アイシアという少女(前編)

「ふぅ、こんなものか」


「お疲れ様、ケリンさん」


「ああ、アイシアもな」


 アルマとのデートから三日経過した今日、アイシアと一緒に依頼を遂行していた。

 今回の内容は、ブラックボアと言う魔物が北の湖周辺に出現したという事で、討伐に向かう事にした。


「ホワイトボアと違って魔法が使えるから苦労したな」


「そうですね。 このミスリルの盾のおかげで凌げましたけど……、情報収集を怠った私のミスですね」


「アルマかエクレア辺りを魔法要因として連れて行くべきだったなぁ」


 ブラックボアは、猪型の魔物の中では魔法が使える種であり、対する二人は剣士と騎士なので少し苦戦した。

 というのもあまり突進はせず、離れた距離から魔法を撃ってきたからだ。

 アイシアのミスリルの盾で魔法攻撃を防ぎつつ、ケリンの剣技でブラックボアを斬り伏せ、時折アイシアの槍で残りを倒すスタンスでようやく殲滅できたのだ。

 魔法職のアルマやエクレア辺りも連れて行けば違った結果になっただろうが、今となっては結果論にすぎない。


「とりあえず、こいつの牙を緑のインベントリに入れてしまおう」


「そうですねー」


 話を切り替え、二人は緑のインベントリに討伐の証であるブラックボアの牙を入れた。


「そういえば、ケリンさんはアルマからあの話を聞きました?」


「あの話?」


「『一夫多妻制度』の事です」


「あー、確かに聞いた。 君やリキュアの感情も同時に」


 インベントリに詰め終わった後で、アイシアから『一夫多妻制度』の話を聞いたかどうかを尋ねた。

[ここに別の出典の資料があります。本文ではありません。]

PR #1845, opened 2023-09-15
Adding Unit Tests For SSL Operations

vikashprajapati-cell:
### Description
SSL (Secure Sockets Layer) is a cryptographic protocol used to establish secure connections between clients and servers. Testing SSL functionality ensures the secure transmission of data between clients and servers. Adding tests for SSL involves evaluating how the Babelfish codebase handles SSL connections.
We are keen on conducting thorough unit testing of the SslHandshake process that occurs during the prelogin stage. Our unit testing approach involves meticulously examining each step of the handshake, simulating various scenarios, and verifying the correct implementation of the SSL handshake. Through this comprehensive testing, we aim to identify any potential vulnerabilities that may exist.

* **Note-**
To execute SSL-related tests, it is essential to enable the SSL flag during the build process using the --with-openssl command. This ensures that the necessary components for SSL testing are included. In the event that the SSL flag is not enabled, only non-SSL tests will be executed.

Authored-by: Vikash Prajapati [vikasprj@amazon.com](mailto:vikasprj@amazon.com)
Signed-off-by: Vikash Prajapati [vikasprj@amazon.com](mailto:vikasprj@amazon.com)

```
jdbc_testdb=# CREATE EXTENSION IF NOT EXISTS babelfishpg_unit;
CREATE EXTENSION
jdbc_testdb=# select * from babelfishpg_unit.babelfishpg_unit_run_tests();
                  test_name                  | status |                   message                   | runtime | enabled 
---------------------------------------------+--------+---------------------------------------------+---------+---------
 GreaterThanOrEqualToCheck_INT4_FIXEDDECIMAL | pass   |                                             |       6 | enabled
 LesserThanOrEqualToCheck_INT4_FIXEDDECIMAL  | pass   |                                             |       1 | enabled
 NotEqualToCheck_INT4_FIXEDDECIMAL           | pass   |                                             |       1 | enabled
 EqualToCheck_INT4_FIXEDDECIMAL              | pass   |                                             |       2 | enabled
 LesserThanCheck_INT4_FIXEDDECIMAL           | pass   |                                             |       1 | enabled
 Comparison_INT4_FIXEDDECIMAL                | pass   |                                             |       3 | enabled
 FIXEDDECIMALUM                              | pass   | fixeddecimal out of range                   |      11 | enabled
 GreaterThanOrEqualToCheck_FIXEDDECIMAL_INT2 | pass   |                                             |       1 | enabled
 LesserThanOrEqualToCheck_FIXEDDECIMAL_INT2  | pass   |                                             |       1 | enabled
 GreaterThanCheck_FIXEDDECIMAL_INT2          | pass   |                                             |       1 | enabled
 NotEqualToCheck_FIXEDDECIMAL_INT2           | pass   |                                             |       1 | enabled
 Comparison_FIXEDDECIMAL_INT2                | pass   |                                             |       2 | enabled
 Testing_SSL_HANDSHAKE_READ                  | pass   |                                             |      21 | enabled
 TestingOverSize_SSL_HANDSHAKE_READ          | pass   |  SSL packet expand more than one TDS packet |      52 | enabled
 TestingPacketType_SSL_HANDSHAKE_READ        | pass   |                                             |       6 | enabled
 Testing_SSL_HANDSHAKE_WRITE                 | pass   |                                             |       4 | enabled
 TestingSizeCheck_SSL_HANDSHAKE_WRITE        | pass   |  There is nothing to write                  |       1 | enabled
(17 rows)

```

### Check List


contrib/babelfishpg_unit/test_ssl_read.c
```diff
@@ -0,0 +1,179 @@
...
+    PG_TRY();
+    {
+        test_ssl_handshake_read(h, buf, 0, mock_socket_read, ReadPointer);
+    }
+    PG_CATCH();
+    {
+        MemoryContextSwitchTo(oldcontext);
+        errorData = CopyErrorData();
+        FlushErrorState();
+        snprintf(testResult->message, MAX_TEST_MESSAGE_LENGTH, "%s, %s", testResult->message, errorData->message);
```
ahmed-shameem: I observed in description that in the message column there is an extra ',' at the beginning of the message. This is because %s is used 2 times. Please fix this.

contrib/babelfishpg_tds/src/backend/tds/tdssecure.c
```diff
@@ -40,6 +40,10 @@
 
 int			tds_ssl_min_protocol_version;
 int			tds_ssl_max_protocol_version;
+
+static TdsSecureSocketApi tds_secure_raw_read = secure_raw_read;
+static TdsSecureSocketApiConst tds_secure_raw_write = secure_raw_write;
```
ahmed-shameem, line 45: Is there any specific reason regarding why are we using TdsSecureSocketApi for read and TdsSecureSocketApiConst for write? Can't we use same APIs for both? If there is some specific reason using different APIs , please add proper comment.

contrib/babelfishpg_tds/src/backend/tds/tdssecure.c
```diff
@@ -163,6 +169,29 @@ SslHandShakeRead(BIO * h, char *buf, int size)
 	return res;
 }
 
+
+ssize_t
+test_ssl_handshake_read(BIO * h, char *buf, int size, TdsSecureSocketApi mock_socket_read, int ReadPointer)
```
ahmed-shameem, line 174: I see we have introduced 2 different functions to call static functions in this files. If we can use same APIs for read and write i.e., TdsSecureSocketApi or TdsSecureSocketApiConst, then let us narrow down to using one function only.

contrib/babelfishpg_unit/test_ssl_write.c
```diff
@@ -0,0 +1,108 @@
...
+}
+
+
+TestResult*
+test_ssl_handshakeWrite(void)
+{
+
+    /*
+     *  We will generate a message and pass it to the handshake write function
+     *  We will be comparing the number of bytes written against the expected value
```
ahmed-shameem: Please update the comment saying we are also checking the actual bytes which are written

contrib/babelfishpg_unit/test_ssl_write.c
```diff
@@ -0,0 +1,108 @@
...
+    strncpy(expected_str, buf, expected);
+    expected_str[expected] = '\0';
+
+    obtained = test_ssl_handshake_write(h, buf, expected, mock_socket_write);
+
+    obtained_str = (char *)malloc(obtained + 1);
+    strncpy(obtained_str, buf, obtained);
+    obtained_str[obtained] = '\0';
+
+    TEST_ASSERT_TESTCASE(expected == expected, testResult);
```
ahmed-shameem: nit: please add comment saying which ASSERT is checking what? I mean add comment saying this ASSERT checks the number of bytes, this ASSERT checks the actual byte message. Also, as we are checking the number of bytes, I think we should check the actual message only iff the number of bytes matches or else there is no need to write. So, better to put and if condition maybe.

contrib/babelfishpg_unit/test_ssl_read.c
```diff
@@ -0,0 +1,179 @@
...
+}
+
+
+TestResult*
+test_ssl_handshakeRead(void)
+{
+
+    /*
+     *  We will generate a prelogin request message and pass it to the handshake read function for processing
+     *  By comparing the number of bytes read against the expected value, we can verify the accuracy of the read operation
```
ahmed-shameem: Please update the comment saying we are also checking the actual bytes which are read

contrib/babelfishpg_unit/test_ssl_read.c
```diff
@@ -0,0 +1,179 @@
...
+    
+    obtained = test_ssl_handshake_read(h, buf, expected, mock_socket_read, ReadPointer);
+
+    size_buf = strlen(buf);
+    size_binaryData = strlen(expected_str);
+    buf[size_buf+1] = '\0';
+    expected_str[size_binaryData+1] = '\0';
+    
+    TEST_ASSERT_TESTCASE(obtained == expected, testResult);
+    TEST_ASSERT_TESTCASE(*((unsigned char*)expected_str) == *((unsigned char*)buf), testResult);
```
ahmed-shameem: nit: please add comment saying which ASSERT is checking what? I mean add comment saying this ASSERT checks the number of bytes, this ASSERT checks the actual byte message. Also, as we are checking the number of bytes, I think we should check the actual message only iff the number of bytes matches or else there is no need to read. So, better to put and if condition maybe.

ahmed-shameem (changes requested):

contrib/babelfishpg_tds/src/backend/tds/tdssecure.c
vikashprajapati-cell: Yes, the second argument of `secure_raw_write` is a const pointer and hence we are using `TdsSecureSocketApiConst`. While this is not the case for `secure_raw_read`.

vikashprajapati-cell: Yes, the second argument in the function `secure_raw_write` is a constant pointer. and hence the API `TdsSecureSocketApiConst` is used. While this is not the case for `secure_raw_read` function.

contrib/babelfishpg_tds/src/backend/tds/tdssecure.c
vikashprajapati-cell: The second argument in the function secure_raw_write is a constant pointer. and hence the API `TdsSecureSocketApiConst` is used. While this is not the case for `secure_raw_read` function.
So we cant do this.

contrib/babelfishpg_unit/test_ssl_write.c
vikashprajapati-cell: Updated in the next revision.

contrib/babelfishpg_unit/test_ssl_write.c
vikashprajapati-cell: done in the next revision.

contrib/babelfishpg_unit/test_ssl_read.c
vikashprajapati-cell: Updated in the next revision.

contrib/babelfishpg_unit/test_ssl_read.c
vikashprajapati-cell: Done in the next revision.

contrib/babelfishpg_unit/test_ssl_read.c
vikashprajapati-cell: Done.

ahmed-shameem (approved):

thephantomthief (commented):
We should be running these new tests as part of github actions. Currently I think that is not happening

contrib/babelfishpg_unit/test_ssl_read.c
```diff
@@ -0,0 +1,184 @@
...
+    buf = malloc(strlen(prelogin_request)/2);
+    expected = strlen(prelogin_request)/2 - 8;
+
+    expected_str = (char *)malloc(strlen(prelogin_request)/2);
+    for (int i = 0; i < expected; i++) 
+        sscanf(&prelogin_request [i * 2], "%2hhx", (char *)expected_str + i);
+    
+    obtained = test_ssl_handshake_read(h, buf, expected, mock_socket_read, ReadPointer);
+
+    size_buf = strlen(buf);
```
surendravishnoi: strlen only works in string is null terminated

contrib/babelfishpg_unit/test_ssl_read.c
```diff
@@ -0,0 +1,184 @@
...
+    size_binaryData = strlen(expected_str);
+    buf[size_buf+1] = '\0';
+    expected_str[size_binaryData+1] = '\0';
+
+    /*
+     * if number of bytes are same then we will compare actual data
+     */
+    if(expected == obtained)
+    {
+        TEST_ASSERT_TESTCASE(*((unsigned char*)expected_str) == *((unsigned char*)buf), testResult);
```
surendravishnoi: why are we only comparing first character?

contrib/babelfishpg_unit/test_ssl_read.c
```diff
@@ -0,0 +1,184 @@
...
+    h = BIO_new(BIO_s_mem());
+    ReadPointer = 0;
+
+    expected = strlen(prelogin_request)/2 - 8;
+    obtained = test_ssl_handshake_read(h, buf, expected, mock_socket_read, ReadPointer);
+
+    snprintf(expected_str, MAX_TEST_MESSAGE_LENGTH, "%d", expected);
+    snprintf(obtained_str, MAX_TEST_MESSAGE_LENGTH, "%d", obtained);
+    
+    TEST_ASSERT_TESTCASE(expected != obtained, testResult);
```
surendravishnoi, line 102: this is not clear, what do we expect here that multi packet message should be handled properly, if yes why results should not match

contrib/babelfishpg_tds/src/backend/tds/tdssecure.c
```diff
@@ -245,6 +274,28 @@ SslHandShakeWrite(BIO * h, const char *buf, int size)
...
+test_ssl_handshake_write(BIO * h, char *buf, int size, TdsSecureSocketApiConst mock_socket_write)
+{
+
+    /*
+     *  Accessing SslHandShakeWrite() function directly from our testing functions created in the test_ssl_write.c file is not possible due to its static nature
+     *  This intermediary function serves as a gateway, allowing us to invoke the SslHandShakeWrite() function from our testing function
+     */
+
+    int res;
+    tds_secure_raw_write = mock_socket_write;
```
surendravishnoi: should we reset it after the unit testing?

contrib/babelfishpg_tds/src/backend/tds/tdssecure.c
```diff
@@ -245,6 +274,28 @@ SslHandShakeWrite(BIO * h, const char *buf, int size)
...
+    unit_testing = true;
```
surendravishnoi: what if there is an error during testing and unit_testing remains true? I think not an issue in current set of tests but could be a problem later

surendravishnoi (dismissed):

contrib/babelfishpg_tds/src/backend/tds/tdssecure.c
vikashprajapati-cell: Yes, have updated in the next revision.

contrib/babelfishpg_tds/src/backend/tds/tdssecure.c
vikashprajapati-cell: Handled this using PG_TRY() and PG_FINALLY() block in the latest commit.

contrib/babelfishpg_unit/test_ssl_read.c
vikashprajapati-cell: Updated in the latest commit.

contrib/babelfishpg_unit/test_ssl_read.c
vikashprajapati-cell: Updated in the latest commit with complete string comparision.

contrib/babelfishpg_unit/test_ssl_read.c
vikashprajapati-cell: Updated the logic in the latest commit.

contrib/babelfishpg_tds/src/backend/tds/tdssecure.c
```diff
@@ -126,10 +132,10 @@ SslHandShakeRead(BIO * h, char *buf, int size)
 		}
 
 		if (unlikely(pkt_data.header.pkt_type != TDS_PRELOGIN))
-			ereport(FATAL,
+			ereport(unit_testing ? ERROR : FATAL,
 					(errcode(ERRCODE_ADMIN_SHUTDOWN),
 					 errmsg("terminating connection due to unexpected ssl packet header")));
-
+
```
surendravishnoi: unnecessary white spaces

contrib/babelfishpg_tds/src/backend/tds/tdssecure.c
```diff
@@ -163,6 +169,35 @@ SslHandShakeRead(BIO * h, char *buf, int size)
...
+    /*
+     *  Accessing SslHandShakeRead() function directly from our testing functions created in the test_ssl_read.c file is not possible due to its static nature
+     *  This intermediary function serves as a gateway, allowing us to invoke the SslHandShakeRead() function from our testing function
+     */
+
+    int res;
+    tds_secure_raw_read = mock_socket_read;
+    unit_testing = true;
+    pkt_bytes_read = ReadPointer;
+	PG_TRY();
```
surendravishnoi, line 186: indentation

contrib/babelfishpg_tds/src/backend/tds/tdssecure.c
```diff
@@ -163,6 +169,35 @@ SslHandShakeRead(BIO * h, char *buf, int size)
...
+    {
+        res = SslHandShakeRead(h, buf, size);
+    }
+    PG_FINALLY();
+    {
+        unit_testing = false;
+    }
+    PG_END_TRY();
+
+	tds_secure_raw_read = secure_raw_read;
```
surendravishnoi: put this also in finally block

contrib/babelfishpg_tds/src/backend/tds/tdssecure.c
```diff
@@ -245,6 +280,35 @@ SslHandShakeWrite(BIO * h, const char *buf, int size)
...
+    /*
+     *  Accessing SslHandShakeWrite() function directly from our testing functions created in the test_ssl_write.c file is not possible due to its static nature
+     *  This intermediary function serves as a gateway, allowing us to invoke the SslHandShakeWrite() function from our testing function
+     */
+
+    int res;
+    tds_secure_raw_write = mock_socket_write;
+    unit_testing = true;
+
+	PG_TRY();
```
surendravishnoi, line 296: indentation, also put write API reset in finally block

contrib/babelfishpg_unit/test_ssl_read.c
```diff
@@ -0,0 +1,198 @@
...
+    buf = malloc(strlen(prelogin_request)/2);
+    expected = strlen(prelogin_request)/2 - 8;
+
+    expected_str = (char *)malloc(strlen(prelogin_request)/2);
+    for (int i = 0; i < expected; i++) 
+        sscanf(&prelogin_request [i * 2], "%2hhx", (char *)expected_str + i);
+    
+    obtained = test_ssl_handshake_read(h, buf, expected, mock_socket_read, ReadPointer);
+
+    null_terminated_expected = strdup(expected_str);
```
surendravishnoi: why these copies? we can compare expected_str and buf directly. However, is buf guaranteed to be null terminated?

contrib/babelfishpg_unit/test_ssl_read.c
```diff
@@ -0,0 +1,198 @@
...
+
+    expected_str = (char *)malloc(strlen(prelogin_request)/2);
+    for (int i = 0; i < expected; i++) 
+        sscanf(&prelogin_request [i * 2], "%2hhx", (char *)expected_str + i);
+
+    obtained_str = (char *)malloc(expected+1);
+    memcpy(obtained_str, buf, obtained);
+    obtained_next = test_ssl_handshake_read(h, buf, expected - obtained, mock_socket_read, ReadPointer);
+    memcpy(obtained_str + obtained, buf, obtained_next);
+    null_terminated_expected = strdup(expected_str);
```
surendravishnoi: again why this copy? also if obtained_str is not null terminated how will strdup will work. You just need to put at '\0' at the end

contrib/babelfishpg_unit/test_ssl_read.c
```diff
@@ -0,0 +1,198 @@
...
+    int obtained_next;
+    char *expected_str;
+    char *obtained_str;
+    char *null_terminated_expected;
+    char *null_terminated_obtained;
+
+    TestResult* testResult = palloc0(sizeof(TestResult));
+    testResult->result = true;
+
+    prelogin_request = strdup("1201000F0000010011A25E4571");
```
surendravishnoi: can you explain the message format? how does it force two packet reads?

contrib/babelfishpg_unit/test_ssl_write.c
```diff
@@ -0,0 +1,116 @@
...
+
+    int expected;
+    int obtained;
+
+    TestResult* testResult = palloc0(sizeof(TestResult));
+    testResult->result = true;
+
+    h = BIO_new(BIO_s_mem());
+
+    prelogin = malloc(strlen(buf)/2 + 8);
```
surendravishnoi: why are we writing buf/2 rather than buf?

contrib/babelfishpg_unit/test_ssl_write.c
```diff
@@ -0,0 +1,116 @@
...
+    h = BIO_new(BIO_s_mem());
+
+    expected = -1;
+    obtained = test_ssl_handshake_write(h, buf, expected, mock_socket_write);
+
+    snprintf(expected_str, MAX_TEST_MESSAGE_LENGTH, "%d", expected);
+    snprintf(obtained_str, MAX_TEST_MESSAGE_LENGTH, "%d", obtained);
+
+    TEST_ASSERT_TESTCASE(expected == obtained, testResult);
+    if(testResult->result == true)
```
surendravishnoi, line 98: why both if/else cases?

contrib/babelfishpg_unit/test_ssl_write.c
```diff
@@ -0,0 +1,116 @@
...
+
+    TestResult* testResult = palloc0(sizeof(TestResult));
+    testResult->result = true;
+
+    h = BIO_new(BIO_s_mem());
+
+    expected = -1;
+    obtained = test_ssl_handshake_write(h, buf, expected, mock_socket_write);
+
+    snprintf(expected_str, MAX_TEST_MESSAGE_LENGTH, "%d", expected);
```
surendravishnoi: these are not used anywhere?

contrib/babelfishpg_tds/src/backend/tds/tdssecure.c
```diff
@@ -163,6 +169,35 @@ SslHandShakeRead(BIO * h, char *buf, int size)
...
+		res = SslHandShakeRead(h, buf, size);
+	}
+	PG_FINALLY();
+	{
+		unit_testing = false;
+		tds_secure_raw_read = secure_raw_read;
+	}
+	PG_END_TRY();
+
+		return res;
```
surendravishnoi, line 197: indentation

contrib/babelfishpg_unit/test_ssl_read.c
```diff
@@ -0,0 +1,173 @@
...
+    BIO *h = NULL;
+    char *buf = NULL;
+
+    int expected;
+    int obtained;
+
+    TestResult* testResult = palloc0(sizeof(TestResult));
+    testResult->result = true;
+
+    prelogin_request = strdup("1201000B00000100115461A23E");
```
surendravishnoi, line 93: again, why are we manipulating length here?

contrib/babelfishpg_unit/test_ssl_write.c
```diff
@@ -0,0 +1,106 @@
...
+    expected = strlen(buf);
+    expected_str = (char *)malloc(expected + 1);
+    strncpy(expected_str, buf, expected);
+    expected_str[expected] = '\0';
+
+    obtained = test_ssl_handshake_write(h, buf, expected, mock_socket_write);
+
+    obtained_str = (char *)malloc(obtained + 1);
+    strncpy(obtained_str, buf, obtained);
+    obtained_str[obtained] = '\0';
```
surendravishnoi, line 56: what are we achieving with this comparison? both expected and obtained strings are copy of buf only. We should compared expected against prelogin  string where mock socket write happens (after skipping header part)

 ケリンがアルマから聞いた話なので、肯定の答えを示した。


「でも、アイシア自身はいいのか?」


「いいんです。 私もケリンさんを支えたいというのはアルマもリキュアも知ってますから」


「君がいいのならそれでいいか……」


 改めてアイシアにいいのかと確認を取ったが、彼女自身は納得しているのと、それをアルマやリキュアが知っているという事でこれ以上は聞かないことにした。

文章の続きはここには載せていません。